La primazia di queste organizzazioni internazionali che da lì a poco si sarebbero costituite (Nazioni Unite, Alleanza atlantica e sua organizzazione, UEO, OSCE e più recentemente la PESD e la PESC in seno alla Unione Europea), sarà ribadita in almeno altre due parti della nostra Carta: nell’art.10 si afferma che «l’ordinamento giuridico italiano si conforma alle norme di diritto internazionale generalmente riconosciute», mentre all’art.117 Cost. la potestà legislativa dello Stato e delle Regioni è subordinata al rispetto «dei vincoli derivanti dall’ordinamento comunitario e dagli obblighi internazionali».

A consuntivo di questo ragionamento, ecco che il principio del ripudio della guerra, oltre all’ipotesi di una guerra “costituzionalmente necessaria” (ex art.52 Cost.), può incontrare un suo secondo limite “nell’adeguamento a decisioni degli organi delle Nazioni Unite che implicassero il ricorso all’uso della forza o addirittura la partecipazione a conflitti armati in osservanza dei principi della Carta ONU”[12].
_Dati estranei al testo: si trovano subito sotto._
PR #959, opened 2026-08-28
Improve title and submit button text in project creation form

madushajg:
## Purpose
Addresses: https://github.com/wso2/product-integrator/issues/2081

- Updated the project creation form title to “Create Integration Project”.
- Updated the project and library creation submit buttons to use “Create”.


gigara (dismissed):

rosensilva (dismissed):

gigara (dismissed):

packages/ballerina-visualizer/src/views/BI/ProjectForm/embedded/integrator-form/CreateProjectChooser.tsx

Per il caso di specie sottoposto alle nostre attenzioni, la presa di posizione storica è stata fatta registrare in data 2 marzo 2022 dall’Assemblea generale delle Nazioni unite, che riunita in adunanza plenaria ha condannato l’invasione russa dell’Ucraina a sua grande maggioranza dei presenti.

 

3.

Giunti a questo punto, il principale nodo da sciogliere porta ad interrogarsi su chi sia a prevalere tra i principi costituzionali, tra cui il principio del ripudio della guerra, e i vincoli internazionali, rispetto ai quali la legislazione interna è necessariamente soccombente. Può mai la Costituzione cedere il passo a delibere di organi sovranazionali, e questo aspetto rappresentare una sorta di patente di legittimità alla decisione italiana di inviare materiali militari al popolo ucraino”?

A parere di chi scrive il problema non si pone, in quanto, la così tanto dibattuta decisione del Governo Draghi, altro non è che uno degli elementi espressivi del carattere pluralista della nostra forma di stato, aperta alla ricezione di ordinamenti stranieri per gli scopi che persegue.
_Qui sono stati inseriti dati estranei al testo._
PR #355, opened 2023-03-27
Fixed Bug nike artifact

fabian-nunes:
Fixed bug where macos would confuse database file with journal file, did the same fix for other modules in case of a possible bug.

### DIFF
--- a/scripts/artifacts/AdidasUser.py
+++ b/scripts/artifacts/AdidasUser.py
@@ -95,6 +95,6 @@ def get_adidas_user(files_found, report_folder, seeker, wrap_text):
 __artifacts__ = {
     "AdidasUser": (
         "Adidas-Running",
-        ('*com.runtastic.android/databases/user.db*'),
+        ('*com.runtastic.android/databases/user.db'),
         get_adidas_user)
 }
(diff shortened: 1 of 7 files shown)


abrignoni:
I recommend a different fix. By not pulling in the wal or journal files at grep, processing will show incomplete data. Go to the beginning of your artifact function and change the initial loop as so:

`for file_found in files_found:
        file_found = str(file_found)
        if file_found.endswith('name_of_the_db' ):
               #Do the things `

They way described above will take into consideration the journal & wal file content when the database is connected to.
The same code can be expressed in the negative.

`for file_found in files_found:
        file_found = str(file_found)
        if not file_found.endswith('name_of_the_db'):
            continue # Skip all other files`
  
I saw on your code kinda the same idea by trying to limit files_found to the file you need. In some artifacts files_found will have the database files but also other files that you might need. The suggested code above should address it. I never alter files_found. I pull from it as needed.

fabian-nunes:
Alright thanks for the information, i am still solving another bug I found in the artifacts, so I will probably close this request and then make another one, the problem is that the files don't follow a normal convention (eg db, db.wal, db.smh) instead they are called db, db-journal and it caused a conflict, the problem only happened in my mac not my windows, so I will try and test your method.

PR #377, opened 2023-05-01
Create PythonHistory

upintheairsheep2:
This is actually an alternate account I created after being mistakenly flagged as a bot by GitHub. I apologize for my previous behavior of requesting you to parse every application ever created without providing any sample data or code to assist you.

### DIFF
--- a/scripts/artifacts/PythonHistory
+++ b/scripts/artifacts/PythonHistory
@@ -1,0 +1,33 @@
+import codecs
+import csv
+from scripts.artifact_report import ArtifactHtmlReport
+from scripts.ilapfuncs import logfunc, tsv, is_platform_windows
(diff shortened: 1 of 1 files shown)


abrignoni:
Thank you for the idea here. Interactive interpreter history is genuinely probative when it exists, so the target is a fair one. Two things stop this from landing: the file was committed without a .py extension so the plugin loader never picks it up, and none of our test images carry .python_history, shell history or Termux at all, so there is nothing to validate a parser against. I checked all twelve Android corpora, including the tar image, and found no shell history of any kind. I am recording Termux and shell-history coverage on our test-data wish list, and if an image carrying it turns up this becomes straightforward to build properly against real data. Closing for now, with appreciation.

Tra i commenti fatti a margine della questione, si vuole fare proprio quello del presidente emerito della Consulta Cesare Mirabelli, che a questo proposito è stato eloquente nel ricordare che “sia l’assemblea delle Nazioni unite sia la Corte dell’Aja hanno condannato la guerra di aggressione contro l’Ucraina”, e il dato basti per contornare l’aiuto “con gli strumenti più vari (…) e quindi anche “strumenti bellici di difesa”, come costituzionalmente legittimo. Così come un’altra opinione in merito è stata espressa da Tommaso Edoardo Frosini, ordinario di diritto costituzionale nell’Università Suor Orsola Benincasa di Napoli, il quale ha fatto sapere che “(…) questa è una guerra degli altri, che ci riguarda però come partner di Stati con i quali abbiamo firmato dei Trattati” (…) e anche se la nostra Costituzione ci vietasse la guerra, e così non è, si tratterebbe di un divieto destinato a cedere il passo a norme sovranazionali[13]”.
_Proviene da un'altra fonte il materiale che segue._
PR #379, opened 2023-05-03
Add badoo modules

fabian-nunes:
Create two modules for the dating app Badoo:

The **chat module** will extract all the conversations between users: (text, video, audio, images etc). The module also extracts connection information, such as name, gender, work, and all his photos.

<a href="https://ibb.co/Kh5Myq1">Captura-de-ecr-2023-05-03-s-20-53-17</a>

To turn this into the most realistic possible, we added a new feature to ALEAPP. We present the chat window:

Captura-de-ecr-2023-05-03-s-20-38-58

Da qui è allora possibile tirare le fila del discorso, e compendiare che l’art.11 Cost., oggetto di queste analisi, seppure è comprensivo del principio ripudiante la guerra, richiede una lettura in combinato disposto con gli artt.10 e 117 Cost., sopracitati. Questi, conferiscono uno status costituzionale a quelle organizzazioni internazionali che sono state erette allo scopo di raggiungere un obiettivo di mantenimento della pace, di cui ci parla il secondo comma dello stesso art.11 Cost. Pertanto, nonostante la decisione sia stata criticata da buona parte degli italiani, e contesa nelle sedi di governo, dal punto di vista della sua legittimità deve ritenersi assolutamente in linea con la Carta dei diritti fondamentali dell’Unione europea e con i trattati internazionali a cui l’Italia ha aderito. È infatti il processo limitativo di porzioni di sovranità che il nostro Paese ha messo in moto nelle tappe evolutive della sua forma di stato, ad assumere un valore dirimente rispetto al vaglio di legittimità in discorso, e a dovergli conferire un esito positivo.

Il principio del ripudio della guerra (comma primo) e l’adesione dell’Italia ad organizzazioni internazionali, non sono valori costituzionalmente bilanciabili, piuttosto espressione dello stesso volto, perché sempre di Costituzione si parla. Il ripudio della guerra è una qualità, che probabilmente nascondeva la paura di un ritorno dell’uguale fascista, e che è assegnata al carattere della nostra Repubblica; la cessione di porzioni di sovranità è un obiettivo, perseguito “per il mantenimento della pace”, ma ambedue di sostrato costituzionale sono.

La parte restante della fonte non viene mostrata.